You will be completely fine. I hated pregnancy so much but forgot all about it once me wee girl was here. X

No I’m the same. Pregnancy has been 💩 😂 the whole process can be annoying mentally and physically. Men just don’t understand. Enjoying pregnancy or not is nothing to do with enjoying motherhood or bonding with your baby. How can you even bond with someone you still haven’t met yet?!

I absolutely loathed being pregnant! You are not alone. I am currently 30 weeks pregnant with baby #2 and I’ve absolutely hated both pregnancies. The moment I gave birth to my first born was the moment everything completely changed! It was the best feeling in the entire world. I felt like I was on cloud 9 for about 2 straight months. So if you hate being pregnant, don’t worry. I think most women don’t like being pregnant. It’s just not often talked about or we feel ashamed to not have this overwhelming sense of joy of carrying and creating our baby. It’s such a rollercoaster of emotions being pregnant. Not to mention the 100+ symptoms we have to deal with every single day. Once you see your darling baby’s face, you will know it was all worth it. And I would know because I’m doing it all over again being pregnant a second time around 🩷🩵

I’m the same way. I’m looking forward to see my baby, but I don’t think of pregnancy and labor/delivery as a joyful, dreamy period at all. It is uncomfortable at best, and downright debilitating at worst on a physical, mental, emotional level. I try to enjoy myself whenever I can, but again, I think it’s normal not to enjoy the pregnancy. it’s not even about pregnancy symptoms. it’s the stress of insurance and logistics, the 24/7 need to advocate for yourself in a system that doesn’t care, the discrimination when it comes to work/career, the insensitivity and dehumanizing comments, the fact that your relationships and social circle and entire life are changing, etc.

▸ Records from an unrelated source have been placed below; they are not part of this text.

PR #27, opened 2017-07-08
Revert "Make newly installed modules available immediately"

seblu:
This reverts commit f5bfb12fef1fc06e56355cdba500eaa98d4e6aa8.

Modules installation should install modules, not load them. It creates issues when you build modules for non running kernels or when you do reload in a middle of a bunch of modules rebuild.
Moreover Arch Linux is not doing modules automatically.

See https://bugs.archlinux.org/task/54481

### DIFF
--- a/dkms
+++ b/dkms
@@ -1522,12 +1522,6 @@ install_module()
             exit 6
     }
 
-    # Make the newly installed modules available immediately
-    find /sys/devices -name modalias -print0 | xargs -0 cat | xargs modprobe -a -b -q
-    if [ -f /lib/systemd/system/systemd-modules-load.service ]; then
-        systemctl restart systemd-modules-load.service
-    fi
-
     # Do remake_initrd things (save old initrd)
     [[ $remake_initrd ]] && ! make_initrd "$kernelver" "$arch" && {
         do_uninstall "$kernelver" "$arch"


jwrdegoede:
Hi,

Author of the commit this reverts here. Looking at the archlinux bugreport it seems to me that the problem is the systemctl restart systemd-modules-load.service call. I added that for completeness sake, but the important call to make sure hardware related modules are loaded when build during system bootup really is the find /sys/devices -name modalias ... line.

IMHO a plain revert is a too big hammer. Can you please submit a patch instead just removing these 3 lines :  ?

if [ -f /lib/systemd/system/systemd-modules-load.service ]; then
    systemctl restart systemd-modules-load.service
fi

That would be fine with me and not cause regressions for Fedora users.

Regards,

Hans

seblu:
Hi @jwrdegoede,

The real issue is that you want to **load** modules when you **installing** them in the filesystem tree. This is different concept, like **build** and **install**.

It's not expected when you build or install modules for another kernel that the running one, to try to load all system modules. Neither when you are updating an already loaded module.
Note that restart `systemd-modules-load.service` does not remove and add already loaded modules, so calling it is useless. 
And when there is modules with dependency, restarting the `systemd-modules-load.service`  display failure because it's too soon.

Despite dkms has a several hardcoded path, `/lib/systemd/system/systemd-modules-load.service` may change based on systemd installation.

If you want add a logic for fedora please propose a patch which detect fedora and act only for fedora or allow a switch to enable/disable the loading behavior (systemd has a larger audience).
Even for Fedora I don't get why dkms is the place to load/reload all modules defined in `modules-load`. Make more sens to handle it once in a post install hook in the package manager.

superm1:
When modules are built during bootup under Fedora, what service is doing this task?  It's dkms_autoinstaller right?  If the main benefit is to have them available immediately if done during bootup, I think that it would make sense to move that code to dkms_autoinstaller.

seblu:
It's not wise to build modules during bootup; you may need some of them before being able to setup a proper build environment (e.g zfs modules). Best moment is to build after installation when you are on it.

superm1:
@seblu I generally agree.  @jwrdegoede why are the modules built at bootup in Fedora rather than a post-install script?

jwrdegoede:
Hi,

On 26-07-17 00:39, Mario Limonciello wrote:
> @seblu <https://github.com/seblu> I generally agree. @jwrdegoede <https://github.com/jwrdegoede> why are the modules built at bootup in Fedora rather than a post-install script?

As I think the original commit message mentions, the modules
are built using a post-install script for:

1) The current running kernel
2) Any kernel installed after the dkms is installed

The problem is:

3) Booting into a different kernel, which was already installed

A typical scenario where we hit this problem is:

a) Run yum update get new kernel
b) Install dkms
c) Reboot (and end up running the new kernel)

That is the scenario which my original commit tries to fix.

Regards,

Hans

yuzaipiaofei:
If someone has more than 100+ dkms modules ,and all the modules need to built during booting time.
It will  need customer to wait a long time to finish the building and Installation work.
And when you update kernels ,the post script will rebuild the dkms for new kernel.

seblu:
Any change to get this merged?

jwrdegoede:
Hi,

On 16-12-17 19:20, Sébastien Luttringer wrote:
> Any change to get this merged?

As mentioned earlier in the discussion, I suggest just removing
these 3 lines added by the commit you want to revert:

if [ -f /lib/systemd/system/systemd-modules-load.service ]; then
	systemctl restart systemd-modules-load.service
fi

Instead of reverting the entire commit. Is there any reason
why just removing those 3 lines would not fix the problems
you are seeing on archlinux?

Regards,

Hans

seblu:
Hi,

I answered you in my July 15th comment; keeping the `modprobe` line is still an issue.

> It's not expected when you build or install modules for another kernel that the running one, to try to load all system modules. Neither when you are updating an already loaded module.

Cheers,

jwrdegoede:
Hi,

On 16-12-17 23:05, Sébastien Luttringer wrote:
> Hi,
> 
> I answered you in my July 15th comment; keeping the |modprobe| line is still an issue.
> 
>     It's not expected when you build or install modules for another kernel that the running one, to try to load all system modules. Neither when you are updating an already loaded module.

You say it is "Not expected" but loading modules as soon as hardware shows up is
done by default, so all modules for which there are modaliases will already
be loaded and this is a no-op. Do you have any bugreports about this bit
causing any actual problems?

Have you tried just removing the 3 lines in the arch dkms package and see what
happens?

Regards,

Hans

seblu:
Hi again,

As far I know, default loading of aliased modules is not done by dkms. Why because I install a virtualbox kernel module, dkms would enter in the game with its own algorithm and start loading my wifi card modules which are **not under its management**?

We don't know what modules have been loaded or unloaded by users and they don't expect that dkms load **unrelated** and **unmanaged** modules. 
Moreover, you can install modules for kernel you don't running on, why again dkms would start loading modules for another kernel that the one requested on the command line?
I will not get into race condition issues between freshly built dkms modules with the same modalias that an already existing one.

So, if this command is a no-op, you wouldn't added it and we can drop it quietly.

I cannot have bug reports about this because I already reverted this commit downstream. But there is no need to push these lines to see what's wrong in it. I'm sorry to not be able to make it enough clear to you.

`dkms install` is about installing files into the right place in the filesystem for a given kernel version.

yuzaipiaofei:
HI @seblu .
I still think the immediate building is necessary ,at least we can see which module can be built successfully for new kernel .and it can  avoid next booting up time too long.
So. i would not like to merge the patch.
But still want to thank you to take the consideration to us.
If you do not mind . i would close the request.

seblu:
Hi @yuzaipiaofei,

Why are you are talking of immediate building? When the modules are built is not the subject of this. We agree that building modules at boot time is not a good idea.
This revert is about **loading** modules which are not built by dkms.

seblu:
Any chances we get this commit reverted?

jwrdegoede:
As I've mentioned already repeatedly please test if just removing these 3 lines (so a partial revert) works:

```
if [ -f /lib/systemd/system/systemd-modules-load.service ]; then
          systemctl restart systemd-modules-load.service
fi 
```

seblu:
I tested it. This still load modules, including modules not managed by DKMS.

jwrdegoede:
"I tested it. This still load modules, including modules not managed by DKMS."

Modules which will all already have been loaded at bootup, unless they are blacklisted, in which case they won't be loaded by the:

find /sys/devices -name modalias -print0 | xargs -0 cat | xargs modprobe -a -b -q

Line since that passes -b to modprobe so it honors the blacklist.

Has anyone actually complained about it loading modules which should not be loaded? The original bug report: https://bugs.archlinux.org/task/54481

Is about the following error: "Job for systemd-modules-load.service failed because the control process exited with error code. See "systemctl status systemd-modules-load.service" and "journalctl -xe" for details."

Removing the 3 lines I suggest to remove will resolve this.

c0d3z3r0:
I am not affected by any issues, since I have applied the Arch Linux patch which reverts this.
However, I saw this PR and want to add my two cents...

I have to agree with seblu. While commit f5bfb12 *maybe* does not introduce any real problems for most users, it should get reverted or at least reworked.

As @seblu already mentioned the line `find ... xargs ... modprobe` does not only load dkms modules but modules completely unrelated to dkms. This is absolutely not logical!

> Modules which will all already have been loaded at bootup, unless they are blacklisted

This is not a valid argument! **Loading** modules in the **install** process is a thing to be discussed... Nevertheless, dkms shouldn't touch/load/dowhatever any modules it has no relation to, out of principle.

Why don't you load (actually dkms-built!) modules in the boot script itself?

rhertzog:
@jwrdegoede See #85 for another case where this change breaks real stuff, this time in the Debian installer while installing packages providing kernel modules via dkms. And no the problem is not only in the systemctl call, it's only in the modprobe line above.

elboulangero:
Lately I was working with DKMS, and I wanted to order DKMS to run before `systemd-modules-load.service`.

So I had a systemd service with `Before=systemd-modules-load.service`, that would run a `Type=oneshot` script, and this script would run dkms.

What happens is that systemd deadlocks, probably because dkms tries to restart systemd-modules-load, from within a oneshot script that I ordered to run *before* systemd-modules-load.

The reason of the failure was not immediately obvious, and I was quite surprised to find that dkms called `systemctl restart` under the hood.

I would have think that the general philosophy with systemd is that the sysadmin takes care of ordering the units as needed, but units themselves shouldn't call on each other, which makes the task of ordering units much more complicated.

So in this case, dkms should NOT restart systemd-modules-load, but instead the sysadmin should take care of ordering dkms before systemd-modules-load, if that's the desired behavior. At least that's my understanding of things.

elboulangero:
Additionally, assume the following scenario (that's also something I'm working on):
- boot an OS image configured with the mesa graphics stack
- if nvidia hardware is detected, change the `glx` alternative from `mesa` to `nvidia` (alternatives are a debian thing)
  - this creates the file `/etc/modules-load.d/nvidia.conf`, that contains the line `nvidia-drm`
- then build nvidia drivers with dkms

In this case, what happens is that dkms restarts systemd-modules-load, which will try to load `nvidia-drm`. However this is not what we want. The nvidia driver can be used only after a reboot, and here this just leads to error messages in the logs. It's not dramatic, but it would be better if it just didn't happen.

adalton:
I have what I think is another rational to apply this change (or at least to have some sort of option to prevent this behavior).

I have a containerized application that includes a kernel module that we use `dkms` to build and load.  Running `dkms` to build and load our specific module has the unwanted side-effect of loading other unwanted modules.  It is very counter-intuitive to call `dkms` to install a module --- by name --- and have it load other unrelated modules.

rhertzog:
Can we get some action on this issue? The issue is crystal clear for me and it breaks use cases where modprobe calls are not desired.

evelikov:
Hey @jwrdegoede , all

Looking at the original commit, it seems like you're interested in having the installed module loaded before the, in dkms, dracut initrd stage kicks in (1).

I'd imagine this would result in the nvidia driver not shipping within the initrd.

Although... the commit message says that the nvidia module is not loaded after a reboot.
This sounds a bit strange and AFAICT this highlights a different problem:
 - (2.1) the depmod stage wasn't properly triggered - hence userspace doesn't know to load the module
 - (2.2) udev is confused failing to load the module, or
 - (2.3) there's a race between loading the module and starting the login manager

If I were to bet, my money goes for a race condition (2.3) which gets hidden by having the nvidia module in initrd (1). An easy way to verify, is to move the `modprobe/systemctl restart` hunk after the `make_initrd`.

If that truly is the issue, one could try the following:
- have a dracut config file or call modprobe [within the Fedora/RHEL package], and
- trigger dracut initrd rebuild within the package

jwrdegoede:
> Looking at the original commit, it seems like you're interested in having the installed module loaded before the, in dkms, dracut make initrd stage kicks in (1).

No, that is not the problem. The problem is the 1-2-3 described in the commit message:
1. User installs a new kernel
2. User does a dnf install nvidia-binary-driver, _while still running the old kernel_, this means that the following conditions are now true:
 a. /etc/kernel/postinst.d/dkms for the new kernel has run before the dkms was present, so the dkms module is not build
  b. The postinstall of the dkms module itself will have built it, but only for the currently running kernel not for the new kernel
 c. a + b together means that the module was NOT build for the new kernel
3. The user reboots into the new kernel, the dkms service now comes to the rescue and builds the module for the new kernel at this point

So there are conditions, which yes users actually hit in practice, where a module does not get build for a new kernel until that new kernel is booted. Note this is the whole reason why we have the dkms boot service, if this were not true we might just as well remove it.

Now the problem is that udev tries to load e.g. the nvidia or the broadcom-wl driver **before** the dkms service builds it at boot. So this means that the user boots into a black screen (nouveau is blacklisted by installing the nvidia dkms module) or without working wifi.

Simply reverting commit f5bfb12fef1fc06e56355cdba500eaa98d4e6aa8 will restore this problem causing a somewhat  severe regression for many users.

May I suggest another solution instead, add a command-line argument to `dkms autoinstall` to either enable or disable this behavior and in case of having it disabled by default, add that command line argument to the dkms invocation in the /lib/systemd/system/dkms.service file so that we do preserve this behavior when building modules at boot. That is a solution which I can get behind.

rhertzog:
I'm sorry but you are fixing this at the wrong place. In your step 2.b, you should build the modules for all available kernel versions... There's even a setting for this in /etc/dkms/framework.conf, it's `$autoinstall_all_kernels`.

> May I suggest another solution instead, add a command-line argument to dkms autoinstall to either enable or disable this behavior and in case of having it disabled by default, add that command line argument to the dkms invocation in the /lib/systemd/system/dkms.service file so that we do preserve this behavior when building modules at boot. That is a solution which I can get behind.

Yes, this is what I was going to suggest, I agree that you might want to use the newly built modules when it gets built on boot... so this behaviour should be disabled by default and enabled only in the boot service.

evelikov:
Thanks for elaborating Hans - as a person who usually doesn't use autoinstall that wasn't obvious from the commit itself.

Some food for thought if I may:
 - If we're talking about "autoinstall" why is the hunk applied in the normal "install" section?
 - Even then: Would it make sense to have "autoinstall --all" triggered as the nvidia-binary-driver gets installed? After all one is installing the binary driver and they would want it to work for _any_ kernel that is present on the system - currently running, newly updated and any others (say LTS perhaps?).

Having the modprobe within dkms seems to be working around the issue, instead of addressing it.

jwrdegoede:
>     * If we're talking about "autoinstall" why is the hunk applied in the normal "install" section?

I honestly do not remember.

> Having the modprobe within dkms seems to be working around the issue, instead of addressing it.

Building the module for all installed kernels might be quite slow. Also there are other possible scenarios where the module-build may simply fail, yet work on reboot, e.g.:

1. User installs dkms but does not have the kernel-devel package for the current kernel
2. User notices builds error and installs kernel-devel package
3. User reboots

Or IOW, there is a reason we have the boot service to build missing modules at boot, so as long as we have / need that service, it should really also load the modules it builds as it runs after the normal auto-loading of modules.

But as said I'm fine with limiting the behavior of doing the modprobe on the modaliases to just the invocation from the boot-service (and then only when it actually had to do any work), which I believe should make everyone happy.

evelikov:
IMHO it's reasonable to shift most of that delay from boot to package update/install time. Thus the package manager/updater can provide for more useful feedback to the user.

Think of frustrated users as their machine is "stuck" at boot, when messages like "dkms: running auto installation service for kernel ..." are hidden by plymouth or otherwise.

Regardless of the above brain-dump, shifting the modprobe to the boot-service mode makes sense.
If people are happy, let's go with that. Thanks

seblu:
> @seblu Are you willing to update your merge request to implement this?

As long dkms loads **only** modules it just installed, have an optional switch would be a plus.

I can update the merge request, but it will be easier to revert this and let @jwrdegoede or someone interested in such feature propose a **correct** implementation which **really** only loads dkms modules. I mean no more find and systemctl reload.

@jwrdegoede Why you don't fix your 2.b to build kernels modules for all the installed kernels?
I implemented such solution in our [pacman hooks](https://git.archlinux.org/svntogit/packages.git/tree/trunk/hook.sh?h=packages/dkms&id=51a9c4a42d7b01414caebee03dca6e6c55f1eb1e) to never build modules at boot.

adrelanos:
What happens in Debian buster when using a `/usr/lib/modules-load.d` drop-in configuration snippet is that the Debian prerm maintainer script runs DKMS which removes that module, when DMKS restarts `systemd-modules-load.service` which causes an unneccessary error message, followed by running the Debian postinst maintainer script which runs DKMS to build module.

Restart of `systemd-modules-load.service` or running `modprobe` is in my opinion out of scope for DKMS. It would be better to leave this running these triggers to the package management system.

If you disagree, please kindly consider making this configurable and add an easy way to drop config snippets [1] so distribution maintainers can easily turn this off.

----

[1] As per `add /etc/dkms/framework.conf.d configuration file drop-in folder`.
https://github.com/dell/dkms/issues/116

scaronni:
> @jwrdegoede Why you don't fix your 2.b to build kernels modules for all the installed kernels?
> I implemented such solution in our [pacman hooks](https://git.archlinux.org/svntogit/packages.git/tree/trunk/hook.sh?h=packages/dkms&id=51a9c4a42d7b01414caebee03dca6e6c55f1eb1e) to never build modules at boot.

Just a note on this, the kernel + module packages are protected during an update (kernels are installed in parallel) but the additional kernel packages are updated on the fly, so you can not build for all kernels unless you also keep all devel packages around which is not how the distribution works.

seblu:
I see you issued a new release @GoPerry. Nice !
Any chance to take a look at this ?

scaronni:
Merged and disabled by default, it will be enabled by default in the Fedora / RHEL / CentOS package with an appropriate configuration file. Thanks @evelikov.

Hypnobirthing is also helpful for c section, I used my course to make a back up c section plan. You could specifically into that and the main point is changing your thoughts around birth no matter what way it comes 😊 this was my c section plan Should the need for a C-section arise my wishes are as follows:  IV in left hand and to be removed as soon as possible.  To have a gentle/natural C-section.  Myles stays with me. Option to play our own music if we wish at the time. Being able to take photos after delivery.  Silence during birth so baby hears mum/dad's voice first.  Delayed cord clamping. Skin to skin contact in theatre. My chest area to be free of heart rate sensor patches to facilitate skin to skin.  Also, I agree with above. This is really unfair of your husband, he can't understand the way you feel physically or mentally. Pregnancy is pretty awful, the only bits I like was buying stuff and excited to meet my baby and that work got much easier due to adjustments.